◆ Work instruction
Retype the entries exactly, keeping every line intact.

*** Block opens ***

PR #36, opened 2021-01-04
implements topic create API

Abhishekvrshny:
- [X] also introduces a custom error package

TODO
- [ ] integrate with messagebroker when its APIs are done.
- [ ] integration and compatibility tests


internal/project/validation.go
```diff
@@ -1,18 +1,47 @@
...
+	m.Labels = proto.GetLabels()
+	return m
+}
+
+func isValidProjectID(ctx context.Context, projectID string) bool {
+	if strings.HasSuffix(projectID, "-") {
+		logger.Ctx(ctx).Error("projectID cannot end with a trailing hyphen")
+		return false
+	}
+	r, err := regexp.Compile("([a-z][a-z0-9-]{5,29})$")
```
shivasishdas, line 41:
```suggestion
	var idRegex, _ := regexp.Compile("([a-z][a-z0-9-]{5,29})$")
```
We can export this to a var outside the function and ignore the error since this would be a one-time expr setup. Will avoid recompilation on every function call.

internal/topic/core.go
```diff
@@ -0,0 +1,57 @@
...
+	return &Core{repo, projectCore}
+}
+
+// CreateTopic implements topic creation
+func (c *Core) CreateTopic(ctx context.Context, m *Model) error {
+	if ok, err := c.projectCore.ExistsWithID(ctx, m.ExtractedProjectID); !ok {
+		if err != nil {
+			return err
+		}
+		merror.Newf(merror.NotFound, "project not found")
```
shivasishdas, line 36: return?

internal/topic/validation.go
```diff
@@ -0,0 +1,51 @@
...
+	m.Labels = req.GetLabels()
+	m.ExtractedProjectID = p
+	m.ExtractedTopicName = t
+	return m, nil
+}
+
+func extractTopicMetaAndValidate(ctx context.Context, name string) (projectID string, topicName string, err error) {
+	// https://github.com/googleapis/googleapis/blob/69697504d9eba1d064820c3085b4750767be6d08/google/pubsub/v1/pubsub.proto#L170
+	// Note: check for project ID would happen while creating the project, hence not enforcing it here
+	r, err := regexp.Compile("projects/(.*)/topics/([A-Za-z][A-Za-z0-9-_.~+%]{2,254})$")
```
shivasishdas, line 32: extract out to avoid recompilation?

internal/merror/codes.go
```diff
@@ -0,0 +1,28 @@
...
+	AlreadyExists
+	// NotFound ...
+	NotFound
+	// Unknown ...
+	Unknown
+)
+
+var internalToGRPCCodeMapping map[Code]codes.Code
+
+func init() {
```
shivasishdas, line 21: this is auto-called on boot right?

internal/merror/merror.go
```diff
@@ -0,0 +1,37 @@
...
+
+import (
+	"fmt"
+
+	"google.golang.org/grpc/codes"
+	"google.golang.org/grpc/status"
+)
+
+// MError is metro error
+type MError struct {
```
shivasishdas, line 11: should we add an optional metadata map as well? Sometimes adding too much context in the error message itself will make it verbose. All such extra (k,v) can be parked inside the metadata map to enrich the error.
```
{
	"code": "TopicCreationFailed",
	"message": "failed to created topic",
	"metadata": {
		"topic": "payments.auth",
		"broker": "kafka",
		"some-use-full-key-in-future": "value"
	}
}
```
Thoughts?

internal/project/core.go
```diff
@@ -23,12 +28,28 @@ func NewCore(repo IRepo) *Core {
...
 	return c.repo.Create(ctx, m)
 }
+
+// Exists to check if the project exists with fully qualified consul key
+func (c *Core) Exists(ctx context.Context, key string) (bool, error) {
+	logger.Ctx(ctx).Infow("exists query on project", "key", key)
+	ok, err := c.repo.Exists(ctx, key)
+	if err != nil {
+		logger.Ctx(ctx).Errorw("error in executing exists", "msg", err.Error())
+		return false, err
```
shivasishdas, line 47: this should be wrapped in `merror.Newf()`?

shivasishdas (changes requested):

internal/project/validation.go
```diff
@@ -1,18 +1,52 @@
...
+func fromProto(proto *metrov1.Project) *Model {
+	m := &Model{}
+	m.Name = proto.GetName()
+	m.ProjectID = proto.GetProjectId()
+	m.Labels = proto.GetLabels()
+	return m
+}
+
+func isValidProjectID(ctx context.Context, projectID string) bool {
+	if strings.HasSuffix(projectID, "-") {
```
sunnyagg, line 47: can this also be validated as part of regex ?

internal/topic/model.go
```diff
@@ -0,0 +1,30 @@
...
+}
+
+// Key returns the key for storing in the registry
+func (m *Model) Key() string {
+	return m.Prefix() + m.ExtractedTopicName
+}
+
+// Prefix returns the key prefix
+func (m *Model) Prefix() string {
+	return common.BasePrefix + project.Prefix + m.ExtractedProjectID + "/" + Prefix
```
sunnyagg, line 29: probably a helper methods per package

sunnyagg (approved):

internal/project/validation.go
Abhishekvrshny: lookarounds in regex are not supported in golang, hence did it this way. There might be some other way though, didnt spend too much time in that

*** Block closes ***

◆ Answer to this task
PR #36, opened 2021-01-04
implements topic create API

Abhishekvrshny:
- [X] also introduces a custom error package

TODO
- [ ] integrate with messagebroker when its APIs are done.
- [ ] integration and compatibility tests


internal/project/validation.go
```diff
@@ -1,18 +1,47 @@
...
+	m.Labels = proto.GetLabels()
+	return m
+}
+
+func isValidProjectID(ctx context.Context, projectID string) bool {
+	if strings.HasSuffix(projectID, "-") {
+		logger.Ctx(ctx).Error("projectID cannot end with a trailing hyphen")
+		return false
+	}
+	r, err := regexp.Compile("([a-z][a-z0-9-]{5,29})$")
```
shivasishdas, line 41:
```suggestion
	var idRegex, _ := regexp.Compile("([a-z][a-z0-9-]{5,29})$")
```
We can export this to a var outside the function and ignore the error since this would be a one-time expr setup. Will avoid recompilation on every function call.

internal/topic/core.go
```diff
@@ -0,0 +1,57 @@
...
+	return &Core{repo, projectCore}
+}
+
+// CreateTopic implements topic creation
+func (c *Core) CreateTopic(ctx context.Context, m *Model) error {
+	if ok, err := c.projectCore.ExistsWithID(ctx, m.ExtractedProjectID); !ok {
+		if err != nil {
+			return err
+		}
+		merror.Newf(merror.NotFound, "project not found")
```
shivasishdas, line 36: return?

internal/topic/validation.go
```diff
@@ -0,0 +1,51 @@
...
+	m.Labels = req.GetLabels()
+	m.ExtractedProjectID = p
+	m.ExtractedTopicName = t
+	return m, nil
+}
+
+func extractTopicMetaAndValidate(ctx context.Context, name string) (projectID string, topicName string, err error) {
+	// https://github.com/googleapis/googleapis/blob/69697504d9eba1d064820c3085b4750767be6d08/google/pubsub/v1/pubsub.proto#L170
+	// Note: check for project ID would happen while creating the project, hence not enforcing it here
+	r, err := regexp.Compile("projects/(.*)/topics/([A-Za-z][A-Za-z0-9-_.~+%]{2,254})$")
```
shivasishdas, line 32: extract out to avoid recompilation?

internal/merror/codes.go
```diff
@@ -0,0 +1,28 @@
...
+	AlreadyExists
+	// NotFound ...
+	NotFound
+	// Unknown ...
+	Unknown
+)
+
+var internalToGRPCCodeMapping map[Code]codes.Code
+
+func init() {
```
shivasishdas, line 21: this is auto-called on boot right?

internal/merror/merror.go
```diff
@@ -0,0 +1,37 @@
...
+
+import (
+	"fmt"
+
+	"google.golang.org/grpc/codes"
+	"google.golang.org/grpc/status"
+)
+
+// MError is metro error
+type MError struct {
```
shivasishdas, line 11: should we add an optional metadata map as well? Sometimes adding too much context in the error message itself will make it verbose. All such extra (k,v) can be parked inside the metadata map to enrich the error.
```
{
	"code": "TopicCreationFailed",
	"message": "failed to created topic",
	"metadata": {
		"topic": "payments.auth",
		"broker": "kafka",
		"some-use-full-key-in-future": "value"
	}
}
```
Thoughts?

internal/project/core.go
```diff
@@ -23,12 +28,28 @@ func NewCore(repo IRepo) *Core {
...
 	return c.repo.Create(ctx, m)
 }
+
+// Exists to check if the project exists with fully qualified consul key
+func (c *Core) Exists(ctx context.Context, key string) (bool, error) {
+	logger.Ctx(ctx).Infow("exists query on project", "key", key)
+	ok, err := c.repo.Exists(ctx, key)
+	if err != nil {
+		logger.Ctx(ctx).Errorw("error in executing exists", "msg", err.Error())
+		return false, err
```
shivasishdas, line 47: this should be wrapped in `merror.Newf()`?

shivasishdas (changes requested):

internal/project/validation.go
```diff
@@ -1,18 +1,52 @@
...
+func fromProto(proto *metrov1.Project) *Model {
+	m := &Model{}
+	m.Name = proto.GetName()
+	m.ProjectID = proto.GetProjectId()
+	m.Labels = proto.GetLabels()
+	return m
+}
+
+func isValidProjectID(ctx context.Context, projectID string) bool {
+	if strings.HasSuffix(projectID, "-") {
```
sunnyagg, line 47: can this also be validated as part of regex ?

internal/topic/model.go
```diff
@@ -0,0 +1,30 @@
...
+}
+
+// Key returns the key for storing in the registry
+func (m *Model) Key() string {
+	return m.Prefix() + m.ExtractedTopicName
+}
+
+// Prefix returns the key prefix
+func (m *Model) Prefix() string {
+	return common.BasePrefix + project.Prefix + m.ExtractedProjectID + "/" + Prefix
```
sunnyagg, line 29: probably a helper methods per package

sunnyagg (approved):

internal/project/validation.go
Abhishekvrshny: lookarounds in regex are not supported in golang, hence did it this way. There might be some other way though, didnt spend too much time in that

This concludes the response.